1:19:59Well, suddenly that that that's a pretty damn that's a pretty damn emotionally charged experience.
1:20:05So one experience can completely turn the tables and outweigh all the previous experiences and your beliefs are totally totally subject to change.
1:20:17They really can change. You know, right now let's say, you know, oh, like, you know, I love the color of my curtains in my bedroom and then you have a girl around.
1:20:28Not that you're never gonna have a girl in your bedroom, you filthy swine. You get my point. You have a girl around and that girl, she walks into your bedroom and she says, those are the most disgusting curtains ever.

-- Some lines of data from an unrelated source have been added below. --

PR #15839, opened 2016-06-14
Cleanup and refactor RootViewController

Shulepov:
- removed some redundant code & comments;
- make EAGLView a root view of RootViewController instead of subview;
- added missed `bridge` casts;

Also, few proposals:
- do some actions in `viewDidDisappear` & `viewWillAppear` (when new ViewController is pushed). E.g. pause/resume the game, so open GL view is not used while it's not visible;
- rename `RootViewController` to `CocosViewController`;
- extract multi touch setting into cocos side;

### DIFF
--- a/templates/cpp-template-default/proj.ios_mac/ios/AppController.mm
+++ b/templates/cpp-template-default/proj.ios_mac/ios/AppController.mm
@@ -38,8 +38,6 @@
 static AppDelegate s_sharedApplication;
 
 - (BOOL)application:(UIApplication *)application didFinishLaunchingWithOptions:(NSDictionary *)launchOptions {    
-
-    
     // Override point for customization after application launch.
 
     // Add the view controller's view to the window and display.
--- a/templates/cpp-template-default/proj.ios_mac/ios/RootViewController.mm
+++ b/templates/cpp-template-default/proj.ios_mac/ios/RootViewController.mm
@@ -27,15 +27,7 @@
 #import "cocos2d.h"
 #import "platform/ios/CCEAGLView-ios.h"
 
-@interface RootViewController()
 
-
-@property(strong,nonatomic) CCEAGLView *eaglView;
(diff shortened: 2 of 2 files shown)


minggo:
> do some actions in viewDidDisappear & viewWillAppear (when new ViewController is pushed). E.g. pause/resume the game, so open GL view is not used while it's not visible;

May be some app want to continue to work even it is not visible?

> rename RootViewController to CocosViewController;

It looks good to me, but it may bring compatibility issue and don't have any benefit, so i think it is better to keep as it is now.

> extract multi touch setting into cocos side;

I think only iOS  supports enable/disable multi touch. So it is not a good idea to add it into cocos side.

stevetranby:
The events could propagate in the same way the "enter foreground" event works. User could then choose to listen or set callback and pause/resume themselves.

minggo:
But not all platforms have similar events.

stevetranby:
alright, no worries, we have focus/blur for desktop window events added into our fork of the engine, figured any that don't implement would just never get the callbacks? It's fine to not add and have users do their own platform-specific event handling.

AlwynC:
@Shulepov What is the benefit of making eaglview as root view of RootViewController rather than subview I'd like to know?

Shulepov:
@AlwynC Actually, there is no a big difference... But initially it was set as root view. And there will be less subviews.
The only benefits i see of adding it as a subview - ability to set custom size and position, more convenient integration with UIKit / storyboards - but that are quite rare cases. In these cases developer possibly knows what he doing and can move code from `loadView` to `viewDidLoad`.

AlwynC:
@Shulepov So finally eaglview is removed as a property and made as 'root view' of RootViewController instead of subview and put into loadView method with all 'redundant code' and 'comments' removed.There's no big difference after all isn't it.Very very good.

PR #15844, opened 2016-06-15
fix: missing properties for clone

halx99:
ui::Widget missing CascadeColorEnabled and CascadeOpacityEnabled for clone.


zilongshanren:
@minggo  This PR looks good to me.

minggo:
Thanks guys.

PR #15847, opened 2016-06-15
[ci skip]hide virtual button by default

minggo:


cocos/platform/android/java/src/org/cocos2dx/lib/Cocos2dxActivity.java
```diff
@@ -301,13 +304,15 @@ protected void onCreate(final Bundle savedInstanceState) {
...
         super.onResume();
+        this.hideVirtualButton();
        	resumeIfHasFocus();
     }
     
     @Override
     public void onWindowFocusChanged(boolean hasFocus) {
     	Log.d(TAG, "onWindowFocusChanged() hasFocus=" + hasFocus);
         super.onWindowFocusChanged(hasFocus);
+        this.hideVirtualButton();
```
dumganhar, line 315: Should we check `hasFocus` value? hideVirtualButton need to be invoked only while hasFocus is `true`.

minggo, line 315: Yep, i think it is better add it to `resumeIfHasFocus()`

minggo, line 315: fixed in #15848

PR #15852, opened 2016-06-15
V3: updated to support Windows 10 UWP x64 builds

stammen:
This pull request includes the following:
- Adds support to build x64 version of Windows 10 UWP (x64 support depends on PR https://github.com/cocos2d/cocos2d-x-3rd-party-libs-bin/pull/230) This will be needed to build Windows 10 UWP versions for Xbox.
- Updates libcocos2d name to 3.12 (needed for Windows Store version tracking)
- Adds missing OpenGL defines in winrt/CCGL.h


minggo:
Thanks.

PR #15854, opened 2016-06-15
Fix CCController-android symbols not being exported to the Java side.

adesentenac:
Now that cocos2dxandroid_static is used to export symbols to the Java side, CCController-android.cpp must be included in it for GameControllerAdapter.java to work correctly, otherwise android does not find the symbols for the JNI calls.


minggo:
I have some questions:
1. how can i reproduce the issue?
2. It is not good just move `CCController-android.cpp` to platform because it is part of base.

adesentenac:
> I have some questions:
> 
> how can i reproduce the issue?

If you use ControllerManualAdapter (i.e. you game activity inherits from GameControllerActivity), the game will crash as soon as cocos2d-x detects the controller with the following error:

```
06-16 10:56:47.625: W/dalvikvm(9606): No implementation found for native Lorg/cocos2dx/lib/GameControllerAdapter;.nativeControllerConnected:(Ljava/lang/String;I)V
06-16 10:56:47.703: W/dalvikvm(9606): threadid=13: thread exiting with uncaught exception (group=0x410cf2a0)
06-16 10:56:47.703: E/AndroidRuntime(9606): FATAL EXCEPTION: GLThread 775
06-16 10:56:47.703: E/AndroidRuntime(9606): java.lang.UnsatisfiedLinkError: Native method not found: org.cocos2dx.lib.GameControllerAdapter.nativeControllerConnected:(Ljava/lang/String;I)V
06-16 10:56:47.703: E/AndroidRuntime(9606):     at org.cocos2dx.lib.GameControllerAdapter.nativeControllerConnected(Native Method)
06-16 10:56:47.703: E/AndroidRuntime(9606):     at org.cocos2dx.lib.GameControllerAdapter.access$000(GameControllerAdapter.java:5)
06-16 10:56:47.703: E/AndroidRuntime(9606):     at org.cocos2dx.lib.GameControllerAdapter$1.run(GameControllerAdapter.java:35)
```

> It is not good just move CCController-android.cpp to platform because it is part of base.

I thought it made sense to move platform specific code to the platform folder, it is not very clear to me the difference with base other than that, but maybe there is another way to do it?
Since I only moved a .cpp file, I thought this wouldn't have too much impact on anything else.
 The goal is to have it included in cocos2dxandroid_static library, so that java can find the symbol.

minggo:
> I thought it made sense to move platform specific code to the platform folder, it is not very clear to me the difference with base other than that, but maybe there is another way to do it?
> Since I only moved a .cpp file, I thought this wouldn't have too much impact on anything else.
> The goal is to have it included in cocos2dxandroid_static library, so that java can find the symbol.

What i mean is that, if you move the implementation of android to platform specific, then you should move all other platforms implementation too.

adesentenac:
Oh, makes sense :D
I can do that tomorrow morning when I get back to work.
I don't have the setup to test it for iOS though (but the risk should be minimal).

minggo:
Thanks.

adesentenac:
Should I move CCController.h and CCController.cpp too, or just the platform dependant -iOS.mm?

minggo:
@adesentenac Yep, move `CCController.h and CCController.cpp` to platform, and dependant -iOS.mm to `platform/ios`. 

But i think i have to reproduce it first. Can i just use `game-controller-test` to reproduce it?

adesentenac:
I didn't reproduce the issue with game-controller-test using the Android .mk files, but the generated libraries are not the same as with CMake.

I'll try to create a CMake project for game-controller-test to duplicate how we do it in our game, but I didn't have time to do it today.

minggo:
@adesentenac as controller is not common used by developers, so i want to close this PR and there are some conflicts of this PR. Please create a new one if you thin it is needed. Thanks.

PR #15855, opened 2016-06-15
Fix possible memory leak when pass initialization fails

mogemimi:
This patch fixes two possible memory leaks if `pass` initialisation fails. Thanks.


mogemimi:
[ci rebuild]

minggo:
Thanks.

PR #15859, opened 2016-06-16
updated external/config.json to version v3-deps-98

stammen:
Updated externall/config.json to version v3-deps-98


minggo:
@stammen The linux error is a known issue. We will fix it and generate v3-deps-99. So i will close this PR.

1:20:39You have the worst taste in curtains. You are the devil himself and and I hate those curtains. Well, that's an experience and suddenly you might be like, yeah, I actually do kinda hate those curtains.
1:20:49So, you know, probably should stop talking about the idea of you having a girl observe the curtains in your bedroom because let's face it, you know, you're a make money online degenerate.
1:21:00That's never gonna happen. I'm just messing with you. But you get my point.
1:21:03Okay? You get my point. Jokes aside, maybe you're not even a guy.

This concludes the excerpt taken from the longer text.